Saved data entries
[Start of section]
PR #188, opened 2025-01-14
Make CUDA version configurable for RHEL9, default to 12.6.2

empovit:


tariq1890:
Hi @empovit , thanks for the PR. We previously had variable substitution for the  cuda base image version before, but we changed that as we needed to use @dependabot to auto-bump the container image versions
[End of section]
• [WHAT THE TASK ASKS] For each line above that includes the word "empovit", make a copy of that line.

• [EXPECTED ANSWER]
empovit:
Hi @empovit , thanks for the PR. We previously had variable substitution for the  cuda base image version before, but we changed that as we needed to use @dependabot to auto-bump the container image versions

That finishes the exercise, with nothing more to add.